### TASK TO CARRY OUT
Each entry needs to be reproduced verbatim.

+ + + +

PR #596, opened 2022-07-11
add http router mux that was missed

willscott:
we were missing a connecting link in the recently added stats handler


willscott:
closing in favor of #597

PR #598, opened 2022-07-11
update dev to not only allow specific ids

willscott:


gammazero (approved):
Removing the whitelisting is going to cause a rush of indexing.  It may be preferable to allow additional peer IDs.

Rebase on main to remove build failures

willscott:
I think we want dev to eventually be a non-permissioned instance to allow new providers to be able to test against. we need to open it up at some point to do that

PR #603, opened 2022-07-19
don't return providers after polling has stopped

### LINKED ISSUE #594: Filter provider from responses during unsuccessful polling
After receiving no updates for a provider for the configured `PollInterval` time, the indexer will start polling the provider's last publisher to get the latest advertisement.  This continues for up to `PollStopAfter` time, as long as the publisher cannot be reached, and there have been no updates for the provider.  

After the first unsuccessful poll, the provider should be filtered from find responses as well as in both the list and get responses to `/providers`. The provider should not be included in the responses until a response from the publisher has been received.

### LINKED ISSUE #595: Remove provider content after unsuccessful polling
After polling a provider's publisher unsuccessfully and reaching the `PollStopAfter` time, polling is stopped.  At this point the provider's index content should also be removed from the indexer.

willscott:
## Context
Providers are currently listed at `/providers` even when not live

## Proposed Changes
After polling has started and still unresponsive after at least one poll attempt, exclude provider from find responses and from `/providers` in both list and get responses (#594)
 
When polling has stopped with no responses remove the provider data from the indexer. (#595)
- Remove provider from registry's list of providers, in memory and datastore.
- Remove latest sync data (for provider's publisher) from ingester datastore.
- Remove handler from legs subscriber.
- Remove provider content from indexer core. Delete by contextID when removed provider seen in query result.

Fixes #594 
Fixes #595

### DIFF
--- a/command/daemon.go
+++ b/command/daemon.go
@@ -83,7 +83,7 @@ func daemonCommand(cctx *cli.Context) error {
 	}
 
 	// Create a valuestore of the configured type.
-	valueStore, err := createValueStore(cfg.Indexer)
+	valueStore, err := createValueStore(cctx.Context, cfg.Indexer)
 	if err != nil {
 		return err
 	}
@@ -455,7 +455,7 @@ func fileChanged(filePath string, modTime time.Time) (time.Time, bool, error) {
 	return modTime, false, nil
 }
 
-func createValueStore(cfgIndexer config.Indexer) (indexer.Interface, error) {
+func createValueStore(ctx context.Context, cfgIndexer config.Indexer) (indexer.Interface, error) {
 	dir, err := config.Path("", cfgIndexer.ValueStoreDir)
 	if err != nil {
 		return nil, err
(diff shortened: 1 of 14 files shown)


willscott:
part of #594

gammazero (commented):
There is a bit more that needs to be done here:
- Should remove provider from registry's list of providers
- Should remove provider from indexer core (either delete or filter from response).
- Update datastore so provider does not return upon indexer start
- Tests.

I will take over PR and add these.

willscott (commented):
(can't approve since i started the PR, but +1 to merge)

Would be nice to add a test to confirm removal of a PR after the timeout elapses

gammazero:
Existing tests ensure that provider is removed from registry and that correct request is made to ingester to remove publisher info.  Added a new tests to ensure that after removing provider from registry that get provider returns not found and multihash query returns nothing for removed provider.

gammazero (approved):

+ + + +

### ANSWER BOX
PR #596, opened 2022-07-11
add http router mux that was missed

willscott:
we were missing a connecting link in the recently added stats handler


willscott:
closing in favor of #597

PR #598, opened 2022-07-11
update dev to not only allow specific ids

willscott:


gammazero (approved):
Removing the whitelisting is going to cause a rush of indexing.  It may be preferable to allow additional peer IDs.

Rebase on main to remove build failures

willscott:
I think we want dev to eventually be a non-permissioned instance to allow new providers to be able to test against. we need to open it up at some point to do that

PR #603, opened 2022-07-19
don't return providers after polling has stopped

### LINKED ISSUE #594: Filter provider from responses during unsuccessful polling
After receiving no updates for a provider for the configured `PollInterval` time, the indexer will start polling the provider's last publisher to get the latest advertisement.  This continues for up to `PollStopAfter` time, as long as the publisher cannot be reached, and there have been no updates for the provider.  

After the first unsuccessful poll, the provider should be filtered from find responses as well as in both the list and get responses to `/providers`. The provider should not be included in the responses until a response from the publisher has been received.

### LINKED ISSUE #595: Remove provider content after unsuccessful polling
After polling a provider's publisher unsuccessfully and reaching the `PollStopAfter` time, polling is stopped.  At this point the provider's index content should also be removed from the indexer.

willscott:
## Context
Providers are currently listed at `/providers` even when not live

## Proposed Changes
After polling has started and still unresponsive after at least one poll attempt, exclude provider from find responses and from `/providers` in both list and get responses (#594)
 
When polling has stopped with no responses remove the provider data from the indexer. (#595)
- Remove provider from registry's list of providers, in memory and datastore.
- Remove latest sync data (for provider's publisher) from ingester datastore.
- Remove handler from legs subscriber.
- Remove provider content from indexer core. Delete by contextID when removed provider seen in query result.

Fixes #594 
Fixes #595

### DIFF
--- a/command/daemon.go
+++ b/command/daemon.go
@@ -83,7 +83,7 @@ func daemonCommand(cctx *cli.Context) error {
 	}
 
 	// Create a valuestore of the configured type.
-	valueStore, err := createValueStore(cfg.Indexer)
+	valueStore, err := createValueStore(cctx.Context, cfg.Indexer)
 	if err != nil {
 		return err
 	}
@@ -455,7 +455,7 @@ func fileChanged(filePath string, modTime time.Time) (time.Time, bool, error) {
 	return modTime, false, nil
 }
 
-func createValueStore(cfgIndexer config.Indexer) (indexer.Interface, error) {
+func createValueStore(ctx context.Context, cfgIndexer config.Indexer) (indexer.Interface, error) {
 	dir, err := config.Path("", cfgIndexer.ValueStoreDir)
 	if err != nil {
 		return nil, err
(diff shortened: 1 of 14 files shown)


willscott:
part of #594

gammazero (commented):
There is a bit more that needs to be done here:
- Should remove provider from registry's list of providers
- Should remove provider from indexer core (either delete or filter from response).
- Update datastore so provider does not return upon indexer start
- Tests.

I will take over PR and add these.

willscott (commented):
(can't approve since i started the PR, but +1 to merge)

Would be nice to add a test to confirm removal of a PR after the timeout elapses

gammazero:
Existing tests ensure that provider is removed from registry and that correct request is made to ingester to remove publisher info.  Added a new tests to ensure that after removing provider from registry that get provider returns not found and multihash query returns nothing for removed provider.

gammazero (approved):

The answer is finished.